Meski semua hal tampaknya bisa dengan mudah didapatkan dengan cara kredit, ingatlah untuk buat batasan maksimal total cicilan per bulan adalah 30% dari pendapatan bulanan. Semakin kecil rasio cicilan, tentu akan lebih baik untuk pengaturan keuangan. Selain membuat anggaran dana kredit, kau juga perlu mencatat kapan tanggal jatuh tempo bayar cicilan per bulan. Hindari telat bayar tagihan karena bisa menambah beban denda keterlambatan atau bunga berjalan.  

Tetapkan skala prioritas 

Sebagian orang yang terlilit banyak cicilan lebih disebabkan karena efek “banyak mau”yang bikin impulsif untuk belanja. Itu sebabnya menetapkan prioritas dan mau komitmen untuk mematuhinya sangat penting dilakukan agar bujet pengeluaran tidak membengkak. 

Prioritaskan pembelian kredit untuk kebutuhan primer dan produktif. Misalnya, rumah, kendaraan, laptop, juga kamera (jika dipakai untuk kerja sampingan).  

Pembelian ponsel dengan maksud untuk menunjang pekerjaan juga bisa dilakukan. Tapi kalau hanya untuk tidak mau ketinggalan tren ditambah lagi masih ada cicilan lain yang belum lunas, sebaiknya ditunda dulu. 

 

Cari tambahan penghasilan

Sering merasa gaji cuma sebatas numpang lewat karena kebanyakan bayar cicilan? Kalau situasinya sudah seperti ini dan ingin kondisi finansial lebih sehat, coba cari cara untuk menambah penghasilan. Misal sebagai fotografer lepas saat akhir pekan, terima jasa bikin ilustrasi, atau makanan.
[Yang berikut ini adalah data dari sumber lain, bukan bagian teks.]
PR #2200, opened 2026-09-04
fix(ledger): resolve duplicate redeemers last-wins

wolf31o2:
Supersedes #2198 and addresses the duplicate-redeemer failure in blinklabs-io/dingo#3875.

Alonzo and Babbage encode redeemers as lists, while cardano-ledger resolves them through a map. This change:

- resolves duplicate keys to the last list entry;
- yields each resolved key once, preventing repeated script evaluation and execution-unit accounting;
- covers the Preview duplicate-key shape plus a distinct-key control.

Validated with a focused fail-before/pass-after regression, affected-package tests, a focused race test, and `go vet`.

---
## Summary by cubic
Fixes duplicate redeemer handling in Alonzo so replay no longer fails on transactions with repeated keys. Duplicate keys now resolve to the last list entry and are yielded once, matching cardano-ledger's map-based behavior. This resolves the Preview replay failure in blinklabs-io/dingo#3875.

- `Iter()` now collapses duplicate keys to their last value before yielding sorted keys.
- `Value()` walks redeemers backward so the last entry wins.
- Adds a regression test using the Preview transaction shape from #3875 plus a distinct-key control.

<sup>Written for commit 3bfdb4aebc482cfad592e2abc5c70bd15318ba1f. Summary will update on new commits.</sup>

<a href="https://cubic.dev/pr/blinklabs-io/gouroboros/pull/2200?utm_source=github" target="_blank" rel="noopener noreferrer" data-no-image-dialog="true"><picture><source media="(prefers-color-scheme: dark)" srcset="https://www.cubic.dev/buttons/review-in-cubic-dark.svg"><source media="(prefers-color-scheme: light)" srcset="https://www.cubic.dev/buttons/review-in-cubic-light.svg">Review in cubic</picture></a>

### DIFF
--- a/ledger/alonzo/alonzo.go
+++ b/ledger/alonzo/alonzo.go
@@ -720,31 +720,31 @@ func (r AlonzoRedeemers) MarshalCBOR() ([]byte, error) {
 	return cbor.Encode(r.Redeemers)
 }
 
+// Iter projects the list-form encoding into the map held by cardano-ledger.
+// Duplicate keys therefore resolve to their last value and are yielded once.
 func (r AlonzoRedeemers) Iter() iter.Seq2[common.RedeemerKey, common.RedeemerValue] {
 	return func(yield func(common.RedeemerKey, common.RedeemerValue) bool) {
-		// Sort redeemers
-		sorted := make([]AlonzoRedeemer, len(r.Redeemers))
-		copy(sorted, r.Redeemers)
-		slices.SortFunc(
-			sorted,
-			func(a, b AlonzoRedeemer) int {
-				return common.CompareRedeemerKeys(
-					common.RedeemerKey{Tag: a.Tag, Index: a.Index},
-					common.RedeemerKey{Tag: b.Tag, Index: b.Index},
-				)
-			},
+		byKey := make(
+			map[common.RedeemerKey]common.RedeemerValue,
+			len(r.Redeemers),
 		)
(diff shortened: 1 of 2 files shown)


arepala-uml (approved):
Verified against current head (3bfdb4a), merged cleanly onto current main (which includes #2196):

- `Iter()` and `Value()` both confirmed to resolve duplicate (tag, index) redeemer keys to the last list entry, matching cardano-ledger's map-based last-wins semantics.
- Regression-test discipline confirmed: reverted `alonzo.go` alone while keeping the new tests — both `TestAlonzoRedeemersDuplicateKeyLastWins` and `TestAlonzoRedeemersDuplicateKeyPreservesDistinctKeys` fail without the fix (resolves to first entry, double-yields the duplicate key) and pass with it.
- `go build ./...`, `go vet ./...`, `golangci-lint run ./ledger/...` clean; full `go test ./...` passes across all packages.
- Blast-radius/class check: Babbage embeds `AlonzoRedeemers` directly and Conway's `legacyRedeemers` field is also `AlonzoRedeemers`, so both inherit this fix automatically. Conway's native map format already rejects duplicate keys at decode time, and Dijkstra decodes redeemers into a native Go map (no list-duplication path). No gaps in coverage.
- Cubic reports no issues; no CodeRabbit inline findings.

No merge blockers.

Issue #2098, opened 2026-08-25
ledger: use exact reward math and bound metadata nesting


wolf31o2:
Two common ledger helpers use unbounded or inexact representations:

- Reward calculation uses floating-point arithmetic where the ledger calculation is rational.
- Metadata JSON parsing has no explicit nesting limit.

Acceptance criteria:

- Use exact rational arithmetic and compare boundary results with reference vectors.
- Enforce a documented metadata nesting limit before descending recursively.
- Preserve valid existing reward and metadata behavior.
- Add rounding, large-denominator, nesting-boundary, and over-limit tests.

chrisguiney:
Fixed by #2201 (exact rational reward arithmetic, released in v0.202.10) and #2203 (MetadataJSONMaxNestingDepth enforced before descending, released in v0.204.1).

PR #2201, opened 2026-09-04
fix(ledger): compute pool rewards with exact rational arithmetic

chrisguiney:
Addresses the reward-calculation half of #2098. Metadata parsing is covered by #2203.

Changes:

- Replace floating-point pool performance, margin, and share arithmetic with exact big.Rat values.
- Compute delegator payouts with exact integer division.
- Apportion pool rewards deterministically by fractional remainder and pool ID, preserving the pot total.
- Isolate saturation-threshold values per calculation and enforce the allocation invariant defensively.

Validation:

- make test (race-enabled root and examples)
- go build ./...
- go vet ./...
- go test -count=1 ./internal/test/conformance/...
- go test -race -count=1 ./ledger/common
- git diff --check and gofmt -d

make lint was unavailable because golangci-lint is not installed in the validation environment.

### DIFF
--- a/ledger/common/rewards.go
+++ b/ledger/common/rewards.go
@@ -224,13 +224,14 @@ func calculateEta(totalBlocksInEpoch uint32, params RewardParameters) (*big.Rat,
 	return eta, nil
 }
 
-// poolSaturationThreshold (z0) is the relative stake at which a pool counts as
-// fully saturated. Held as an exact rational so the reward split does not
-// depend on the binary representation of 0.05. Read-only: never pass it as a
-// big.Rat receiver.
 // TODO(enhancement): Extract to a parameter for consistency with
 // CalculatePoolSaturation
-var poolSaturationThreshold = big.NewRat(1, 20)
+// poolSaturationThreshold returns (z0), the relative stake at which a pool
+// counts as fully saturated. Constructing a fresh value avoids sharing a
+// mutable big.Rat between concurrent reward calculations.
+func poolSaturationThreshold() *big.Rat {
+	return big.NewRat(1, 20)
+}
 
 // ratFromUint64 converts a lovelace amount to an exact rational
 func ratFromUint64(value uint64) *big.Rat {
@@ -431,6 +432,7 @@ func apportionRewardPot(
 	remainders := make(map[PoolKeyHash]*big.Rat, len(poolIDs))
 
 	potRat := ratFromUint64(pot)
+	potInt := new(big.Int).SetUint64(pot)
 	assigned := new(big.Int)
 	for _, poolID := range poolIDs {
 		// exact = pot * share / totalShare
@@ -440,8 +442,11 @@ func apportionRewardPot(
 			exact = new(big.Rat)
 		}
 		floor := new(big.Int).Quo(exact.Num(), exact.Denom())
-		if !floor.IsUint64() {
-			floor = new(big.Int).SetUint64(pot)
+		remaining := new(big.Int).Sub(potInt, assigned)
+		if remaining.Sign() <= 0 {
+			floor.SetInt64(0)
+		} else if floor.Cmp(remaining) > 0 {
+			floor.Set(remaining)
 		}
 		amounts[poolID] = floor.Uint64()
 		assigned.Add(assigned, floor)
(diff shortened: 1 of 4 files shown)


chrisguiney:
@coderabbitai full review

ledger/common/rewards.go
```diff
@@ -387,51 +416,108 @@ func CalculateRewards(
...
+	assigned := new(big.Int)
+	for _, poolID := range poolIDs {
+		// exact = pot * share / totalShare
+		exact := new(big.Rat).Quo(poolShares[poolID], totalShare)
+		exact.Mul(exact, potRat)
+		if exact.Sign() < 0 {
+			exact = new(big.Rat)
+		}
+		floor := new(big.Int).Quo(exact.Num(), exact.Denom())
+		if !floor.IsUint64() {
```
wolf31o2: This branch is unreachable and, if it were reached, would break the invariant the next step depends on. `exact = pot * share / totalShare` with every share non-negative (`calculatePoolShare` clamps margin to [0,1], `a0` to >= 0, and the denominator to > 0), so `exact` is in `[0, pot]` and the floor always fits a uint64. If it somehow did not, assigning the whole `pot` to one pool makes `assigned > pot`, `leftover` negative, and the amounts sum to more than the pot -- silently, because the early return swallows it.

Either drop it, or clamp to the still-unassigned remainder so the invariant holds by construction rather than by argument.

ledger/common/rewards.go
```diff
@@ -222,41 +224,88 @@ func calculateEta(totalBlocksInEpoch uint32, params RewardParameters) (*big.Rat,
 	return eta, nil
 }
 
+// poolSaturationThreshold (z0) is the relative stake at which a pool counts as
+// fully saturated. Held as an exact rational so the reward split does not
+// depend on the binary representation of 0.05. Read-only: never pass it as a
+// big.Rat receiver.
+// TODO(enhancement): Extract to a parameter for consistency with
+// CalculatePoolSaturation
+var poolSaturationThreshold = big.NewRat(1, 20)
```
wolf31o2: Safe today -- `big.Rat.Quo` does not mutate its operands -- and the comment says so. But a package-level mutable `*big.Rat` is one careless `.Set(` from a data race across concurrent `CalculateRewards` calls, and the compiler will not warn. A `func poolSaturationThreshold() *big.Rat { return big.NewRat(1, 20) }` costs nothing here and removes the hazard along with the comment that warns about it.

ledger/common/rewards_exact_test.go
```diff
@@ -0,0 +1,255 @@
...
+			first:  true,
+			second: true,
+		}},
+	)
+
+	assert.Equal(t, 2*firstStake, rewards.DelegatorRewards[first])
+	assert.Equal(t, 2*secondStake, rewards.DelegatorRewards[second])
+	assert.Equal(t, poolCost, rewards.OperatorRewards)
+}
+
```
wolf31o2, line 94: "Each fails on `main`" is not quite the fails-without-the-fix property for most of these. `calculatePoolPerformance` and `marginRat` changed return type, so `TestCalculatePoolPerformanceDistinguishesStakeAbovePow53`, `TestMarginRatIsBoundedAndExact` and `TestCalculateRewardsIsDeterministic` do not compile against `main` -- they cannot be run against the unfixed code at all.

The two that genuinely discriminate are `TestDistributePoolRewardsExactDelegatorShare` and `TestDistributePoolRewardsExactLargeDenominator`: `distributePoolRewards` keeps its signature, so reverting only its body reproduces the one-lovelace shortfall. Worth saying which is which in the description, so a later reader does not treat the type-change tests as regression proofs.

wolf31o2 (commented):
Nothing blocking. The representation change is faithful: every floor is `big.Int.Quo`/`Div` on a non-negative value, so it matches the old `uint64(float64)` truncation; `apportionRewardPot`'s largest-remainder split with a pool-ID tiebreak sums to the pot exactly and is order-independent; and the surviving `range delegatorStake` is safe because `assigned` is exact integer addition.

One framing point worth stating in the description: this formula is not cardano-ledger's. `rewardOnePool`/`maxPool` compute something else, and the leftover lovelace here go to the operator where the ledger returns them to the pot. Making the arithmetic exact does not make it agree with the node, and a reader of "exact rational arithmetic" could take it that way. The change is still right.

`CalculateRewards` is not on the transaction validation path in this module, so this cannot newly reject anything. Three inline notes. Branch is on `fab2538`, four commits behind `main`.

wolf31o2 (approved):

PR #2202, opened 2026-09-04
fix(ledger): order withdrawals by credential (#2187)

### LINKED ISSUE #2187: Withdrawals ordered by stake-address bytes, not by Credential
up`ledger/common/script/context.go:644` `withdrawalsInfo` and `purpose.go` `BuildScriptPurpose` order withdrawals by full stake-address bytes, so key-hash credentials (`0xe0`/`0xe1`) sort before script-hash (`0xf0`/`0xf1`).

cardano-ledger orders `RewardAccount` by `Credential`, declared `ScriptHashObj | KeyHashObj` (`Cardano/Ledger/Credential.hs`), so script credentials sort **first**.

For a transaction withdrawing from both key-hash and script-hash stake credentials, both the `txInfoWdrl` order and the redeemer-index to credential mapping diverge from the node. A Plutus validator reading withdrawals positionally, or resolving its own purpose by index, sees the wrong entry.

Found while diagnosing dingo #3780; not triggered by that block (all four credentials are script-hash). Verified against `Credential.hs` on master; not reproduced against a real transaction.

Same family as #2177 (`SortInputs` ordering).

Acceptance criteria: withdrawal ordering matches `Ord (Credential kr)` with script credentials first; a test covers a transaction withdrawing from both credential types and pins both the `txInfoWdrl` order and the redeemer index mapping.

wolf31o2:
Fixes #2187

Cardano ledger orders withdrawal reward accounts by `(network, Credential)`,
with script credentials before key credentials. Address-byte ordering reverses
that credential-type distinction.

- Share credential-based withdrawal ordering across TxInfo and redeemer-purpose consumers.
- Apply the ordering to Dijkstra V4 withdrawal TxInfo and reward redeemer indices.
- Add mixed key-hash/script-hash regression coverage for Plutus V1–V3 and Dijkstra V4.

Validation:

- `GOWORK=off go test -race -count=1 ./...` — pass
- `GOWORK=off go test -race -count=1 -v ./internal/test/conformance/...` — 315/315 vectors passed
- `GOWORK=off go vet ./...` — pass

## Summary by CodeRabbit

- **Bug Fixes**
  - Ensured withdrawal entries consistently follow credential order across transaction information and Plutus script versions.
  - Preserved deterministic ordering for reward withdrawals, including cases with both script and key credentials.
  - Standardized handling of nil and non-nil withdrawal addresses.

- **Tests**
  - Added coverage validating withdrawal ordering across Plutus V1–V4 and reward purpose indexing.

### DIFF
--- a/ledger/common/script/context.go
+++ b/ledger/common/script/context.go
@@ -709,7 +709,7 @@ func withdrawalsInfo(
 			},
 		)
 	}
-	sorted := sortWithdrawalAddresses(withdrawals)
+	sorted := SortWithdrawalAddresses(withdrawals)
 	ret = ret[:0]
 	for _, addr := range sorted {
 		ret = append(ret, KeyValuePair[*lcommon.Address, *big.Int]{
--- a/ledger/common/script/context_test.go
+++ b/ledger/common/script/context_test.go
@@ -15,6 +15,7 @@
 package script_test
 
 import (
+	"bytes"
 	"encoding/hex"
 	"errors"
 	"fmt"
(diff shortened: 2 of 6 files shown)


arepala-uml (approved):
Reviewed at head 5664d3c4. This fixes two independently-broken withdrawal-ordering implementations in Dijkstra:

- `dijkstraWithdrawalsV4` sorted by raw `CredType` ascending (key before script -- backwards from cardano-ledger's derived Ord, which places ScriptHashObj before KeyHashObj).
- `dijkstraRequiredScriptPurposes` sorted by raw address bytes, not credential at all -- since a reward header byte is 0xE_ for key hash and 0xF_ for script hash, this also inverted the real order.

Both now route through the shared `script.SortWithdrawalAddresses` (exported from the already-correct implementation previously used only for V1-V3 TxInfo).

Verified independently:
- Cross-checked the new shared function against the pre-existing reference implementation in `ledger/common/rules.go` (untouched by this PR), which already cites the actual cardano-ledger Haskell source paths for the Ord instances (Network Testnet-before-Mainnet, Credential ScriptHashObj-before-KeyHashObj). The logic matches exactly.
- Confirmed `dijkstraRequiredScriptPurposes` still indexes `RedeemerTagReward` off position in the full sorted list (only skipping non-script entries via `continue`), matching what `BuildScriptPurpose`'s reward case expects when indexing into the same sorted list.
- Searched for other ad-hoc withdrawal-sort implementations across the repo -- none remain; every consumer now funnels through the one shared function.
- The new regression tests deliberately give the script and key addresses identical hash bytes, isolating the credential-type dimension specifically -- exactly the axis both bugs got wrong.

CI and cubic are both clean. No merge blockers. Approving.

Atur waktu seefisien mungkin agar tidak mengganggu jadwal rutinitas di kantor, plus kamu bisa memanfaatkan waktu luang dan akhir pekan untuk melakukan hal-hal produktif yang menghasilkan uang buat menutupi bayar cicilan. 

 

Turunkan dana belanja dan kuliner

Untuk antisipasinya, kurangi dana untuk belanja atau gaya hidup, dan pastikan untuk disiplin tidak melanggarnya supaya alokasi keuangan bisa difokuskan untuk bayar cicilan.  

Memanfaatkan tabungan 

Ketika penghasilan bulanan dirasa sudah benar-benar tidak bisa diandalkan buat bayar tagihan angsuran, kamu bisa memanfaatkan cadangan tabungan atau aset investasi yang kamu miliki untuk menalanginya. 

Kalau dana tabungan juga tidak bisa diandalkan, kamu bisa coba jual beberapa barang berharga yang sekiranya tidak terlalu penting untuk dipakai sehari-hari.

Komitmen untuk segera mengurangi atau melunasi beban  cicilan akan membuat kondisi keuangan lebih stabil sehingga ke depannya kamu bisa menyisihkan gaji untuk hal lain seperti investasi atau asuransi.  

Bijak dalam mengambil cicilan baru 

Saat anggaran kredit sudah mencapai 30% atau bahkan lebih, buat komitmen untuk tidak tergoda mengambil cicilan baru, apapun alasannya. Misal, ada promo ponsel seri terbaru atau sepatu dengan brand favorit dengan fasilitas kredit bunga 0%. Bijak untuk mengambil iming-iming tersebut. Fokus untuk segera melunasi utang sebelumnya, baru kamu bisa merencanakan untuk belanja lainnya. 

Dengan beberapa tips di atas, diharapkan kondisi keuangan pun lebih sehat dan pikiran tidak melulu pusing karena selalu dibebani tagihan. Siapa pun ingin tenang di masa depannya, bukan? Mulailah untuk disiplin atur pengeluaran dan lunasi cicilan supaya ada persiapan investasi di masa depan.